ABSTRACT

Most structural approaches to the causes-of-war question fail to take into account differences in how the states under study came into existence in the first place: Were they postcolonial, do the boundaries of the modern state coincide roughly with pre-state societal boundaries, were they formed as a result of national unity movements, are they European settler states, and so on? And since the modern state itself is a product of social forces operating in the context of European history, can wars within and among European states really be compared meaningfully with wars in non-European settings, and what are the limitations of doing so?

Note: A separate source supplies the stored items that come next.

PR #14721, opened 2024-07-14
[Merged by Bors] - refactor(Order/Minimal): change minimality to a predicate

apnelson1:
This PR changes the notion of minimality from being a set with an unbundled relation `r` (i.e. having type signature `minimals (r : α → α → Prop) (s : Set α) : Set α`) to being a predicate with a bundled order relation in a typeclass:  `Minimal [LE α] (P : α → Prop) : α → Prop`.
It also does the same for maximality. 

This is hopefully an improvement, for a few reasons : 
* ergonomic API with dot notation (eg `Minimal.eq_of_le`, `Minimal.not_lt`), 
* no need to specify a particular relation explicitly (no use of `minimals`/`maximals` for a relation that was not defeq to `LE.le` currently appears anywhere in mathlib),
* the potential in future to unify ad hoc notions of min/maximality appearing in various locations in mathlib (eg `zorn_preorder`, `Sylow.is_maximal'` to name a couple of random examples). 

Since this change removes the definitions `minimals` and `maximals` and all their API, it required a total overhaul of the contents of `Order.Minimal`, and necessarily required updating all uses of `maximals`/`minimals` elsewhere. There were not all too many of these; this PR is designed to be the smallest it could be while making this change. 

The changes required outside `Order.Minimal` were: 

- redefinition of `Ideal.minimalPrimes` in `RingTheory/Ideal/MinimalPrime` to use `Minimal` rather than `minimals`, with the necessary minor changes to proofs that used the old definition, including in `AlgebraicGeometry/PrimeSpectrum/Basic`.
- redefinition of `irreducibleComponents` in `Topology/Irreducible` to use `Minimal` rather than `minimals`, with necessary minor changes to proofs that used the old definition. 
- updating of the maximality used in the definition of a matroid in `Data/Matroid/Basic` from `maximals` to `Maximal`, with the necessary changes to everywhere in `Data/Matroid/*` that a matroid was specified using the definition directly. 
- the necessary changes to two lemmas in `Data/Finset/Lattice` that used `minimals`/`maximals` in the statements. 

I attempted to clean up the API in `Order.Minimal` to work smoothly with the new definitions, but numerous judgment calls were needed; I removed a few lemmas about `maximals/minimals` that were used nowhere, and seemed unlikely to be useful with the new definition.

Comment is welcome!

---


Mathlib/Order/Minimal.lean
```diff
@@ -1,507 +1,645 @@
...
+
+/-- If `P` is up-closed, then maximal elements satisfying `P` are exactly the globally maximal
+elements satisfying `P`. -/
+theorem maximal_iff_isMax (hP : ∀ ⦃x y⦄, P y → y ≤ x → P x) : Maximal P x ↔ P x ∧ IsMax x :=
+  ⟨fun h ↦ ⟨h.prop, fun _ h' ↦ h.le_of_ge (hP h.prop h') h'⟩, fun h ↦ ⟨h.1, fun _ _  h' ↦ h.2 h'⟩⟩
+
+theorem Minimal.and_right (h : Minimal P x) (hQ : Q x) : Minimal (fun x ↦ (P x ∧ Q x)) x :=
+  ⟨⟨h.prop, hQ⟩, fun _ hy ↦ h.le_of_le hy.1⟩
+
+theorem Minimal.and_left (h : Minimal P x) (hQ : Q x) : Minimal (fun x ↦ (Q x ∧ P x)) x :=
```
YaelDillies, line 117: Can you first show the more general
```suggestion
theorem Minimal.mono (h : Minimal P x) (h : Q ≤ P) (hQ : Q x) : Minimal Q x :=
```

Mathlib/Order/Minimal.lean
```diff
@@ -1,507 +1,645 @@
...
+theorem Minimal.or (h : Minimal (fun x ↦ P x ∨ Q x) x) : Minimal P x ∨ Minimal Q x := by
+  obtain ⟨(h | h), hmin⟩ := h
+  · exact .inl ⟨h, fun y hy hyx ↦ hmin (Or.inl hy) hyx⟩
+  exact .inr ⟨h, fun y hy hyx ↦ hmin (Or.inr hy) hyx⟩
+
+theorem Maximal.or (h : Maximal (fun x ↦ P x ∨ Q x) x) : Maximal P x ∨ Maximal Q x :=
+  Minimal.or (α := αᵒᵈ) h
+
+theorem minimal_and_iff_right_of_imp (hPQ : ∀ ⦃x⦄, P x → Q x) :
+    Minimal (fun x ↦ P x ∧ Q x) x ↔ (Minimal P x) ∧ Q x := by
```
YaelDillies, line 141: This lemma is really weird. Without even knowing what the definition of `Minimal` is, the LHS simplifies to
```suggestion
    Minimal P x ↔ (Minimal P x) ∧ Q x := by
```
Maybe just drop it?

Mathlib/Order/Minimal.lean
```diff
@@ -1,507 +1,645 @@
...
+  ⟨⟨hQ, h.prop⟩, fun _ hy ↦ h.le_of_ge hy.2⟩
+
+@[simp] theorem minimal_eq_iff : Minimal (· = y) x ↔ x = y := by
+  simp (config := {contextual := true}) [Minimal]
+
+@[simp] theorem maximal_eq_iff : Maximal (· = y) x ↔ x = y := by
+  simp (config := {contextual := true}) [Maximal]
+
+theorem Minimal.or (h : Minimal (fun x ↦ P x ∨ Q x) x) : Minimal P x ∨ Minimal Q x := by
+  obtain ⟨(h | h), hmin⟩ := h
```
YaelDillies, line 133: Unnecessary brackets
```suggestion
  obtain ⟨h | h, hmin⟩ := h
```

Mathlib/Order/Minimal.lean
```diff
@@ -1,507 +1,645 @@
...
+@[simp] theorem maximal_ge_iff : Maximal (y ≤ ·) x ↔ y ≤ x ∧ IsMax x :=
+  minimal_le_iff (α := αᵒᵈ)
+
+@[simp] theorem minimal_lt_iff : Minimal (· < y) x ↔ x < y ∧ IsMin x :=
+  minimal_iff_isMin (fun _ _ h h' ↦ h'.trans_lt h)
+
+@[simp] theorem maximal_gt_iff : Maximal (y < ·) x ↔ y < x ∧ IsMax x :=
+  minimal_lt_iff (α := αᵒᵈ)
+
+theorem not_minimal_iff (hx : P x) : ¬ Minimal P x ↔ ∃ y, y < x ∧ P y := by
```
YaelDillies, line 193: Can you make `not_minimal_iff` be the (currently missing) preorder version, and `not_minimal_iff_exists_lt` be this lemma?

Mathlib/Order/Minimal.lean
```diff
@@ -1,507 +1,645 @@
...
+  rw [← not_iff_not, not_not, not_exists]
+  simp only [Minimal, hx, true_and, lt_iff_le_not_le, not_and, and_imp, not_imp_not]
+  tauto
+
+theorem not_maximal_iff (hx : P x) : ¬ Maximal P x ↔ ∃ y, x < y ∧ P y :=
+  not_minimal_iff (α := αᵒᵈ) hx
+
+theorem exists_of_not_minimal (hx : P x) (h : ¬ Minimal P x) : ∃ y, y < x ∧ P y :=
+  (not_minimal_iff hx).1 h
```
YaelDillies, line 202:
```suggestion
alias ⟨exists_of_not_minimal, _⟩ :=not_minimal_iff
```

Mathlib/Order/Minimal.lean
```diff
@@ -1,507 +1,645 @@
...
+theorem maximal_iff_eq (hy : P y) (hP : ∀ ⦃x⦄, P x → x ≤ y) : Maximal P x ↔ x = y :=
+  minimal_iff_eq (α := αᵒᵈ) hy hP
+
+@[simp] theorem minimal_ge_iff : Minimal (y ≤ ·) x ↔ x = y :=
+  minimal_iff_eq rfl.le fun _ ↦ id
+
+@[simp] theorem maximal_le_iff : Maximal (· ≤ y) x ↔ x = y :=
+  maximal_iff_eq rfl.le fun _ ↦ id
+
+theorem minimal_iff_minimal_of_imp_of_forall (hPQ : ∀ ⦃x⦄, Q x → P x)
```
YaelDillies, line 253:
```suggestion
theorem minimal_congr_of_imp_of_forall (hPQ : ∀ ⦃x⦄, Q x → P x)
```
maybe? I'm not too attached

Mathlib/Order/Minimal.lean
```diff
@@ -1,507 +1,645 @@
...
+  minimal_iff_minimal_of_imp_of_forall (α := αᵒᵈ) hPQ h
+
+end PartialOrder
+
+section Subset
+
+variable {P : Set α → Prop} {s t : Set α}
+
+theorem Minimal.eq_of_superset (h : Minimal P s) (ht : P t) (hts : t ⊆ s) : s = t :=
+  h.eq_of_ge ht hts
```
YaelDillies, line 273: It's annoying that those lemmas don't apply to finset

apnelson1: I think this is out of scope - nothing about Finset was in the original file.

Mathlib/Order/Minimal.lean
apnelson1: I think I prefer this way.

Mathlib/Order/Minimal.lean
apnelson1: In the abstract, it looks weird, but the intention here is that the lemma provides a motive for rewriting that would otherwise be annoying to write explicitly, say if you have an goal of the form `_ ∧ Q x ↔ Minimal (fun x ↦ P x ∧ Q x) x` and you want to reduce it to `Q x → ((Minimal P x) ↔ _)`, where `Q` and `P` have long statements.

apnelson1: (note that `rw [and_iff_left_of_imp]` wouldn't work in that example because of the binder, and `simp_rw [and_iff_left_of_imp _]` would require an annoying proof term if `P` and `Q` are complicated. )

Mathlib/Order/Minimal.lean
apnelson1: (I've added a TODO)

Mathlib/Order/Minimal.lean
YaelDillies: Is `R x ∧ Q x ↔ Minimal (fun x ↦ P x ∧ Q x)` really such a common goal?

apnelson1: I'm not making a point purely on the basis of that kind of goal, but that kind of thing has certainly come up for me.

YaelDillies: I would like to see some concrete examples. I suspect there's a better(/more general?) lemma to be had

apnelson1: I think I've answered your question (it provides a motive for a rewrite), and I don't think it makes sense to ask for concrete examples when this is by definition new API. 

If you have an abstract lemma in mind, suggest it!

YaelDillies: You are free to provide non-minimal concrete examples deep down in one of your repos if that makes it easier for you!

apnelson1: Any decision to remove or keep these lemmas is marginally impactful at best, and given that I earnestly anticipate them to be somewhat useful at least in my case, I'd rather just move forward with the PR than continue this discussion.

Mathlib/Data/Finset/Lattice.lean
```diff
@@ -1814,19 +1814,17 @@ section minimal
...
+    Maximal P s ↔ P s ∧ ∀ x ∉ s, ¬ P (insert x s) := by
+  simp only [Maximal, and_congr_right_iff]
+  exact fun _ ↦ ⟨fun h x hxs hx ↦ hxs <| h hx (subset_insert _ _) (mem_insert_self x s),
+    fun h t ht hst x hxt ↦ by_contra fun hxs ↦ h x hxs (hP ht (insert_subset hxt hst))⟩
+
+theorem minimal_iff_forall_diff_singleton (hP : ∀ ⦃s t⦄, P t → t ⊆ s → P s) :
+    Minimal P s ↔ P s ∧ ∀ x ∈ s, ¬ P (s.erase x) :=
+  ⟨fun h ↦ ⟨h.prop, fun x hxs hx ↦ by simpa using h.le_of_le hx (erase_subset _ _) hxs⟩,
+    fun h ↦ ⟨h.1, fun t ht hts x hxs ↦ by_contra fun hxt ↦
+      h.2 x hxs <| hP ht (subset_erase.2 ⟨hts, hxt⟩)⟩⟩
```
YaelDillies, line 1827:
```suggestion
    Minimal P s ↔ P s ∧ ∀ x ∈ s, ¬ P (s.erase x) where
  mp h := ⟨h.prop, fun x hxs hx ↦ by simpa using h.le_of_le hx (erase_subset _ _) hxs⟩
  mpr h := ⟨h.1, fun t ht hts x hxs ↦ by_contra fun hxt ↦
    h.2 x hxs <| hP ht (subset_erase.2 ⟨hts, hxt⟩)⟩
```

Mathlib/Data/Matroid/Basic.lean
```diff
@@ -458,9 +458,9 @@ theorem eq_of_base_iff_base_forall {M₁ M₂ : Matroid α} (hE : M₁.E = M₂.
       fun hB ↦ (h <| hB.subset_ground.trans_eq hE.symm).2 hB⟩
   ext <;> simp [hE, M₁.indep_iff', M₂.indep_iff', h']
 
-theorem base_compl_iff_mem_maximals_disjoint_base (hB : B ⊆ M.E := by aesop_mat) :
-    M.Base (M.E \ B) ↔ B ∈ maximals (· ⊆ ·) {I | I ⊆ M.E ∧ ∃ B, M.Base B ∧ Disjoint I B} := by
-  simp_rw [mem_maximals_setOf_iff, and_iff_right hB, and_imp, forall_exists_index]
+theorem base_compl_iff_maximal_disjoint_base (hB : B ⊆ M.E := by aesop_mat) :
+    M.Base (M.E \ B) ↔ Maximal (fun I ↦ I ⊆ M.E ∧ ∃ B, M.Base B ∧ Disjoint I B) B := by
+  simp_rw [maximal_iff, and_iff_right hB,  and_imp, forall_exists_index]
```
YaelDillies, line 463:
```suggestion
  simp_rw [maximal_iff, and_iff_right hB, and_imp, forall_exists_index]
```

Mathlib/Data/Matroid/Basic.lean
```diff
@@ -566,16 +566,15 @@ theorem Base.eq_of_subset_indep (hB : M.Base B) (hI : M.Indep I) (hBI : B ⊆ I)
   let ⟨B', hB', hB'I⟩ := hI.exists_base_superset
   hBI.antisymm (by rwa [hB.eq_of_subset_base hB' (hBI.trans hB'I)])
 
-theorem base_iff_maximal_indep : M.Base B ↔ M.Indep B ∧ ∀ I, M.Indep I → B ⊆ I → B = I := by
-  refine ⟨fun h ↦ ⟨h.indep, fun _ ↦ h.eq_of_subset_indep ⟩, fun ⟨h, h'⟩ ↦ ?_⟩
+theorem base_iff_maximal_indep : M.Base B ↔ Maximal M.Indep B := by
+  rw [maximal_subset_iff]
+  refine ⟨fun h ↦ ⟨h.indep, fun _ ↦ h.eq_of_subset_indep⟩, fun ⟨h, h'⟩ ↦ ?_⟩
```
YaelDillies, line 571: When doing a refactor, adding unnecessary changes is *not* helping. I understand that your PR is motivated by applications in matroid theory, but I don't need to see the changes in an already big diff to be convinced.

You have already added them here, so I won't ask you to revert, but this is typically the kind of changes that can/should be left to a separate PR.

Mathlib/Data/Matroid/Basic.lean
```diff
@@ -837,10 +829,8 @@ theorem Basis.not_basis_of_ssubset (hI : M.Basis I X) (hJI : J ⊂ I) : ¬ M.Bas
 
 theorem Indep.subset_basis_of_subset (hI : M.Indep I) (hIX : I ⊆ X) (hX : X ⊆ M.E := by aesop_mat) :
     ∃ J, M.Basis J X ∧ I ⊆ J := by
-  obtain ⟨J, ⟨(hJ : M.Indep J),hIJ,hJX⟩, hJmax⟩ := M.maximality X hX I hI hIX
-  use J
-  rw [and_iff_left hIJ, basis_iff, and_iff_right hJ, and_iff_right hJX]
-  exact fun K hK hJK hKX ↦ hJK.antisymm (hJmax ⟨hK, hIJ.trans hJK, hKX⟩ hJK)
+  obtain ⟨J, hJ, hJmax⟩ := M.maximality X hX I hI hIX
+  exact ⟨J, ⟨⟨hJmax, hX⟩, hJ⟩⟩
```
YaelDillies, line 833:
```suggestion
  exact ⟨J, ⟨hJmax, hX⟩, hJ⟩
```

Mathlib/Data/Matroid/Dual.lean
```diff
@@ -67,50 +67,46 @@ section dual
...
-    subst this
-
-    refine subset_diff.mpr ⟨hJX, by_contra (fun hne ↦ ?_)⟩
-    obtain ⟨e, heJ, heB'⟩ := not_disjoint_iff.mp hne
+    by_contra hdj'
+    obtain ⟨e, heJ, heB'⟩ := not_disjoint_iff.mp hdj'
     obtain (heB'' | ⟨-,heX⟩ ) := hB₁I heB'
     · exact hdj.ne_of_mem heJ heB'' rfl
     exact heX (hJX heJ)
+
```
YaelDillies, line 109:
```suggestion
```

Mathlib/Data/Matroid/IndepAxioms.lean
```diff
@@ -97,8 +97,8 @@ structure IndepMatroid (α : Type*) where
   (Indep : Set α → Prop)
   (indep_empty : Indep ∅)
   (indep_subset : ∀ ⦃I J⦄, Indep J → I ⊆ J → Indep I)
-  (indep_aug : ∀⦃I B⦄, Indep I → I ∉ maximals (· ⊆ ·) {I | Indep I} →
-      B ∈ maximals (· ⊆ ·) {I | Indep I} → ∃ x ∈ B \ I, Indep (insert x I))
+  (indep_aug : ∀⦃I B⦄, Indep I → ¬ Maximal Indep I →
```
YaelDillies, line 100:
```suggestion
  (indep_aug : ∀ ⦃I B⦄, Indep I → ¬ Maximal Indep I →
```

Mathlib/Data/Matroid/IndepAxioms.lean
```diff
@@ -167,23 +160,19 @@ namespace IndepMatroid
...
-    simp only [mem_maximals_iff, mem_setOf_eq, not_and, not_forall, exists_prop,
-      exists_and_left, iff_true_intro hI, true_imp_iff] at hImax hBmax
-    obtain ⟨I', hI', hII', hne⟩ := hImax
-    obtain ⟨e, heI', heI⟩ := exists_of_ssubset (hII'.ssubset_of_ne hne)
-    have hins : Indep (insert e I) := indep_subset hI' (insert_subset heI' hII')
-    obtain (heB | heB) := em (e ∈ B)
+    obtain ⟨e, heI, hins⟩ := exists_insert_of_not_maximal indep_subset hI hImax
+    by_cases heB : e ∈ B
     · exact ⟨e, ⟨heB, heI⟩, hins⟩
+
```
YaelDillies, line 166:
```suggestion
```
(I assume those are typos? since a refactor is not really the place to orthogonally prettify proofs)

Mathlib/RingTheory/Ideal/MinimalPrime.lean
```diff
@@ -36,16 +36,16 @@ variable {R S : Type*} [CommSemiring R] [CommSemiring S] (I J : Ideal R)
 
 /-- `I.minimalPrimes` is the set of ideals that are minimal primes over `I`. -/
 protected def Ideal.minimalPrimes : Set (Ideal R) :=
-  minimals (· ≤ ·) { p | p.IsPrime ∧ I ≤ p }
+  {p | Minimal (fun p ↦ p.IsPrime ∧ I ≤ p) p}
```
YaelDillies, line 39: There are two `p` in context
```suggestion
  {p | Minimal (fun q ↦ q.IsPrime ∧ I ≤ q) p}
```

Mathlib/Order/Minimal.lean
YaelDillies, line 1: Sorry, but this diff is unreviewable as is 😢. I cannot assert whether the former API was preserved. Can you please split this PR into
1. A PR solely adding new API and reproving the existing API using it. This demonstrates that the new API is at least as powerful as the old one.
2. A PR replacing all uses of the old API by the new API
3. A PR deprecating the old API

Possibly, PRs 2 and 3 can be made into a single one, but I insist that PR 1 should be separate.

apnelson1: You are departing in tone from what one would normally consider a 'review'. But I will make a PR of the form (1.) as you suggest. 

Also, for the benefit of anyone doing a refactor, I think that guidelines like your comment should be available in advance somewhere easily accessible to anyone making a PR. I think that in this case, such a small refactor could easily be done in one PR without adverse consequences; learning that things should be done a certain way as a matter of policy shouldn't be so ad hoc.

YaelDillies: They certainly do not *have* to be this way, but my experience is that you get much better feedback (both from Lean and from the reviewers) when you do things the way I explain above. Indeed, I basically came up with that method of proceeding and I don't think anyone but me has seriously used it in mathlib refactors yet.

Mathlib/AlgebraicGeometry/PrimeSpectrum/Basic.lean
```diff
@@ -623,8 +624,10 @@ lemma vanishingIdeal_irreducibleComponents :
     vanishingIdeal '' (irreducibleComponents <| PrimeSpectrum R) =
     minimalPrimes R := by
   rw [irreducibleComponents_eq_maximals_closed, minimalPrimes_eq_minimals,
-    ← minimals_swap, ← vanishingIdeal_isClosed_isIrreducible, image_minimals_of_rel_iff_rel]
-  exact fun s t hs _ ↦ vanishingIdeal_anti_mono_iff hs.1
+    image_antitone_setOf_maximal (fun s t hs _ ↦ (vanishingIdeal_anti_mono_iff hs.1).symm),
+    show Ideal.IsPrime = fun x ↦ x ∈ {x | Ideal.IsPrime x} from rfl,
```
j-loreaux, line 628: This `show` is not pretty. You could do: `← funext (@Set.mem_setOf_eq _ · Ideal.IsPrime)`, but I think it would be better to add the `rfl` lemma:
```lean
import Mathlib.Data.Set.Basic

example {α : Type u} {p : α → Prop} :
    (fun a ↦ a ∈ {x : α | p x}) = p :=
  rfl
```

Mathlib/Data/Matroid/Dual.lean
```diff
@@ -67,50 +67,46 @@ section dual
...
+    obtain rfl : B₁ = B' := by
       refine hB₁.eq_of_subset_indep hB'.indep (fun e he ↦ ?_)
       refine (hB₁I he).elim (fun heB'' ↦ ?_) (fun h ↦ h.1)
       refine (em (e ∈ X)).elim (fun heX ↦ hI' (Or.inl ⟨heB'', heX⟩)) (fun heX ↦ hIB' ?_)
-      refine hI.mem_of_insert_indep ⟨hB₁.subset_ground he, heX⟩
-        (hB₁.indep.subset (insert_subset he ?_))
-      refine (subset_union_of_subset_right (subset_diff.mpr ⟨hIB',?_⟩) _).trans hI'B₁
-      exact disjoint_of_subset_left hI.subset disjoint_sdiff_left
+      refine hI.mem_of_insert_indep ⟨hB₁.subset_ground he, heX⟩ ?_
+      exact hB₁.indep.subset (insert_subset he (subset_union_right.trans hI'B₁))
```
j-loreaux, line 103: why are there random blank lines floating around here? And why are some added?

j-loreaux (commented):
I've left a few minor comments, but overall, I think this is okay. That said, I have not thoroughly vetted the new API in comparison to the old one. My feeling is that it seems to work with what we have (in that nothing breaks), and that in the worst case, we can add some things later that are missing. On the other hand, this is not my area of the library, so I won't merge at this time.

Mathlib/AlgebraicGeometry/PrimeSpectrum/Basic.lean
apnelson1: I opted for the former, because it looks to me like `mem_setOf_eq` should really be phrased as the lemma you suggest in the first place, and it wouldn't be the right place here to make that change.

Mathlib/Data/Matroid/IndepAxioms.lean
```diff
@@ -273,20 +263,22 @@ theorem _root_.Matroid.existsMaximalSubsetProperty_of_bdd {P : Set α → Prop}
...
     rwa [ncard_def, heq, ENat.toNat_coe]
-    -- have := (hP Y hY).2
-  obtain ⟨Y, hY, hY'⟩ := Finite.exists_maximal_wrt' ncard _ hfin ⟨I, hI, rfl.subset, hIX⟩
-  refine ⟨Y, hY, fun J ⟨hJ, hIJ, hJX⟩ (hYJ : Y ⊆ J) ↦ (?_ : J ⊆ Y)⟩
-  have hJfin := finite_of_encard_le_coe (hP J hJ)
-  refine (eq_of_subset_of_ncard_le hYJ ?_ hJfin).symm.subset
-  rw [hY' J ⟨hJ, hIJ, hJX⟩ (ncard_le_ncard hYJ hJfin)]
+  obtain ⟨Y, ⟨hY, hIY, hYX⟩, hY'⟩ :=
+    Finite.exists_maximal_wrt' ncard _ hfin ⟨I, hI, rfl.subset, hIX⟩
+
```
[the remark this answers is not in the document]
apnelson1: I've tried to revert to the way things were. I tend to include blank lines to separate ideas in proofs, and when I was rewriting to work with the new API, I didn't faithfully preserve where the blanks were.

apnelson1:
> I've left a few minor comments, but overall, I think this is okay. That said, I have not thoroughly vetted the new API in comparison to the old one. My feeling is that it seems to work with what we have (in that nothing breaks), and that in the worst case, we can add some things later that are missing. On the other hand, this is not my area of the library, so I won't merge at this time.

Thanks for looking at this - I am sorry reviewing wasn't easier!

Mathlib/Order/Minimal.lean
```diff
@@ -1,472 +1,661 @@
...
 
-* `maximals r s`: Maximal elements of `s` with respect to `r`.
-* `minimals r s`: Minimal elements of `s` with respect to `r`.
+* `Minimal P x`: `x` is minimal satisfying `P`.
+* `Maximal P x`: `x` is maximal satisfying `P`.
+
+## Implementation Details
+
+This file underwent a refactor from a version where minimality and maximality were defined using
+sets rather than predicates, and with an unbundled order relation rather than a `LE` instance.
```
b-mehta, line 24: This is the main change that worries me here (all the others look great), in particular this forbids us from (conveniently) talking about minimality with respect to a relation that isn't the default ordering on the type... For the moment, perhaps it's enough to add a TODO saying that this case might need further consideration?

Mathlib/Data/Matroid/IndepAxioms.lean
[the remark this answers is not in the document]
j-loreaux: @apnelson1 if you feel there is a separate enough flow ‌/ idea in the proof which is not otherwise captured by the structure of the proof, that's a sign that you should add a *comment* instead of a blank line.

Mathlib/Order/Minimal.lean
apnelson1: Thanks - I've added this TODO to the docstring.

b-mehta:
bors merge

Still, some generalizations emerge from research undertaken from a structural perspective: new states are more prone to violence than older, more settled and stable states (Wright 1942; Singer 1991; Vasquez 1993); states are more violence-prone following a rapid improvement in economic circumstances (Chouchri and North 1975; Cashman 1993); leaders sometimes use war or belligerent rhetoric as a means of mobilizing internal cohesiveness and domestic political support (Ostrom and Job 1986; Russett 1989); violence is associated with state-creation (Holsti 1991; Brogan 1990; Cohen, Organski, and Brown 1981); and ethnonationalism is frequently the justification used for localized and antistate violence (Garment 1993; Ryan 1990; Gurr 1994). Taken together and viewed from a constructivist perspective, this body of research suggests the existence of a rule instructing and directing the acts of agents in relation to the state: Violence is an acceptable strategic choice as a means for establishing, mobilizing, or altering the structures of states, especially when framed within the language of ethnonationalist discourses.